Charte des droits de l’enfant du Québec : une avenue assez contraignante ?

Mini-dossier : Droits des enfants

Mini-dossier : Droits des enfants

Charte des droits de l’enfant du Québec : une avenue assez contraignante ?

Anne Thibault

Comme avocate en protection de la jeunesse, j’entends souvent les magistrats dire aux parents : « il faut que les bottines suivent les babines ». En effet, quand on dit vouloir assurer la sécurité et le développement d’un enfant, il est essentiel de passer de la parole aux actes.

Les conditions de vie dans lesquelles les enfants et leurs familles vivent ont un impact déterminant sur la santé, plus encore que leurs comportements individuels, soutient l’Organisation mondiale de la santé. Ces « déterminants sociaux de la santé » peuvent être modifiés par des actions de l’État visant à assurer l’équité en santé, notamment pour les enfants. À cet égard, la Commission spéciale sur les droits des enfants et la protection de la jeunesse (commission Laurent) souligne que les familles «  doivent pouvoir bénéficier d’un revenu suffisant, d’un logement décent et d’un soutien social approprié afin d’améliorer le soutien et le bien-être des enfants  ». Or, bien que les solutions pour favoriser cette équité soient connues, les problématiques reliées au manque de services préventifs pour soutenir les familles et leurs enfants ne font que se répéter.

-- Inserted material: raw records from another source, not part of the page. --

PR #100, opened 2026-08-28
Two-way terminal <-> dashboard links + resume button

the-non-expert:
## What this does

Two related features, both about connecting a terminal to the Karma dashboard in both directions:

1. **Terminal → Dashboard**: every session gets a short link (`http://localhost:5180/s/<8-char-id>`) that opens straight to that session's timeline. A `karma` shell script is included so you can jump from any terminal to its Karma page with one command, and `scripts/example-karma-statusline.py` is an optional copy-from reference if you want the link always visible in your status line — documented in SETUP.md, not auto-installed. Claude Code's statusLine is a personal, global setting shared across every project, so Karma never writes to it for you.

2. **Dashboard → Terminal (resume)**: the "resume" button on a session card, and on the session detail page, now actually does something instead of just copying a command. If the session is still running, it focuses that terminal (same as the existing focus-terminal feature). If the session has ended, it opens a new terminal, cd's into the right folder, and runs `claude --resume` for you.

## The link looks different depending on your terminal

Not every terminal can turn a short label into a clickable link the same way:

- **iTerm2, WezTerm, Kitty, Ghostty**: shows a real button-like link, e.g. "See this in Karma" — the actual URL is hidden underneath it.
- **Apple's Terminal.app**: shows a label followed by the plain URL. A plain click does nothing. Apple has never documented which modifier opens a link here, and it can vary — on the machine this was tested on, holding **Option and clicking once** opened it; if that doesn't work, try Cmd+double-click or right-click the URL and choose "Open URL".

This isn't a downgrade I chose. Apple's Terminal.app has never implemented OSC 8, the escape-code standard that lets a terminal turn a short label into a link with a different URL hidden underneath. Terminal.app can only make a URL clickable if the URL itself is visible on screen — there's no setting or software update that changes this. Confirmed in Claude Code's own docs. Switching to iTerm2 or another modern terminal is the only way to get the short button look.

## One thing to know before using this

These links only work if Karma is actually running when you click them:

- Either Karma's dev servers are up (`api` on 8020, `frontend` on 5180), or
- The Karma desktop app's "start at login" is turned on.

If neither is true, clicking a short link (or the resume button) just shows a browser error or a blank page, because there's no server to answer. That's expected for a locally-hosted dashboard, not a bug in this PR.

## Testing

- New API tests for the short-link resolver and the resume-or-focus endpoint, plus unit tests for the new terminal-launch service. All passing (full suite green aside from a pre-existing, unrelated flaky test file).
- Manually tested end to end on iTerm2 by the author: short link opens the right session's timeline, resume launches a new terminal and reconnects the session.

### DIFF
--- a/CLAUDE.md
+++ b/CLAUDE.md
@@ -154,6 +154,8 @@ Project (entry point)
 | GET | `/projects` | List all projects |
 | GET | `/projects/{encoded_name}` | Project details with sessions |
 | GET | `/sessions/{uuid}` | Session details |
+| GET | `/sessions/resolve/{short_id}` | Resolve a UUID or UUID prefix to its project (powers `/s/` short links) |
+| POST | `/sessions/{uuid}/resume-in-terminal` | Focus the session's terminal if live, else open a terminal running `claude --resume` (localhost-only) |
 | GET | `/sessions/{uuid}/timeline` | Event timeline |
 | GET | `/sessions/{uuid}/tools` | Tool usage |
 | GET | `/sessions/{uuid}/file-activity` | File operations |
@@ -183,6 +185,7 @@ Project (entry point)
 | `/plugins` | Plugins browser |
 | `/tools` | Tools browser |
 | `/sessions` | Global sessions browser |
+| `/s/[short_id]` | Short session link → redirects to the session's project page (statusline / `scripts/karma`) |
 | `/archived` | Archived sessions |
 | `/about` | About page |
 | `/settings` | User settings |
--- a/SETUP.md
+++ b/SETUP.md
@@ -449,6 +449,35 @@ Once the tracker hook is installed, live sessions show a `>_` button (session pa
 
 Sessions started before this feature gain the button automatically after their next activity (the hook backfills terminal identity on any event). Details: [docs/feature/open-terminal/spec.md](./docs/feature/open-terminal/spec.md).
 
+### Karma Link in Your Status Line (optional)
+
+Every session also gets a short link back to its Karma page: `http://localhost:5180/s/<8-char-id>`, which opens straight to that session's timeline. The link itself (`karma <short-id>`, or pasting the URL) needs only Tier 1 — it just reads Claude Code's own session files. Auto-detecting *which* session you're currently in needs Tier 2's live tracking, since that's what records which terminal each session runs in:
+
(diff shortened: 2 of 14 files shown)


JayantDevkar (approved):
Approving. The thing I cared most about here — an HTTP endpoint that spawns a terminal — holds up.

**Checked and clean**
- Command injection: `_build_command` `shlex.quote`s cwd and uuid, then `_applescript_str` escapes for AppleScript. Round-tripped 7 hostile paths (`"; do shell script "…"; "`, `$()`, backticks, embedded newlines) through real `osascript` — all came back byte-identical, payload stays inside single quotes.
- The request body carries nothing: uuid is gated by `_UUID_RE`, cwd comes only from on-disk session data, missing dir → 409.
- Cross-origin POST → 403 via the same `_reject_cross_origin` guard as `focus-terminal`.
- Short-id resolver: regex allows no glob metacharacters; redirect has a hardcoded `/projects/` prefix so no open redirect; `/resolve/{short_id}` isn't shadowed by `/{uuid}`.
- Non-darwin returns `launched=False` with a readable message, no crash. 24/24 new tests pass locally.

**Follow-ups (none blocking, leaving them here rather than inline)**
1. `api/routers/sessions.py:1927` — the origin guard trusts all of `cors_origins`, which includes `:3000`, `:3001`, `:5173`. Same guard as `focus-terminal`, so not a regression, but the impact went from "raise a window" to "start a process". #101 adds a narrower `rc_trusted_origins` (`:5180` only) for exactly this reason — once that lands, this endpoint should use the same gate.
2. `scripts/karma:40` — under `set -euo pipefail`, a failing `short_id="$(python3 …)"` kills the script before the dashboard fallback at `:66` (no `python3` on PATH → raw "command not found"). Also `os.path.getmtime(path)` at `:54` sits outside the `try`, so a live-session file deleted between `glob` and `getmtime` aborts the whole command. `short_id="$(python3 … || true)"` plus moving `getmtime` into the `try` fixes both.
3. `sessions.py:1935` — dedupe keys on the original uuid's live record. If `claude --resume` allocates a new session id (Karma's own chain model suggests it can), the original never goes live again and each click spawns another window. Not verified — I didn't run a real resume. A short per-uuid server-side cooldown would close it cheaply.
4. `sessions.py:1885-1896` — an ambiguous 8-char prefix silently resolves to the newest match. Fine today; worth returning a 409/chooser if it ever bites.
5. `frontend/src/routes/s/[short_id]/+server.ts:32` — unguarded `res.json()` turns a non-JSON 200 into a bare 500 instead of your 502.

Not checked: Windows/Linux at runtime, the iTerm2 branch at runtime, real `claude --resume` semantics.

Une vie équitable pour les enfants

La commission Laurent conclut ainsi que les services préventifs de premières lignes visant à soutenir les familles et leurs enfants dans la communauté ont souffert de sous-financement à travers les quatre dernières décennies, contribuant à augmenter le niveau de gravité des difficultés vécues par les enfants. Même le ministère de la Santé et des services sociaux reconnaît que « les difficultés d’accès aux services ainsi que les délais d’intervention peuvent avoir comme conséquences que la situation à la source d’un besoin de soutien psychosocial se détériore et se transforme en besoin de protection », comme le rappelle encore la commission Laurent.

Mais que faire devant ce manque de financement et de volonté politique pour réellement mettre en œuvre un filet social assurant de bonnes conditions de vie équitables pour l’ensemble des enfants et leurs familles ?

La Commission Laurent recommande au gouvernement de créer une charte des droits de l’enfant et de rendre celle-ci quasi constitutionnelle, et ce « afin que le droit des enfants dispose de la même protection que les droits de la personne prévus à la Charte québécoise des droits et libertés ». Selon le rapport, cette charte permettrait une reconnaissance supplémentaire en droit québécois, du fait que le Québec s’est engagé par décret, en 1991, à respecter la Convention internationale relative au droit de l’enfant, mais que lesdits engagements ne sont pas tous respectés.

Contraindre l’État

Une question demeure : en quoi la création d’une charte des droits de l’enfant ayant le même statut que la Charte des droits et libertés du Québec ajouterait-elle une force supplémentaire permettant d’assurer la mise en œuvre des droits de l’enfant ? Avant de répondre à cette question, il est important de rappeler le contenu de la Charte québécoise et de son application.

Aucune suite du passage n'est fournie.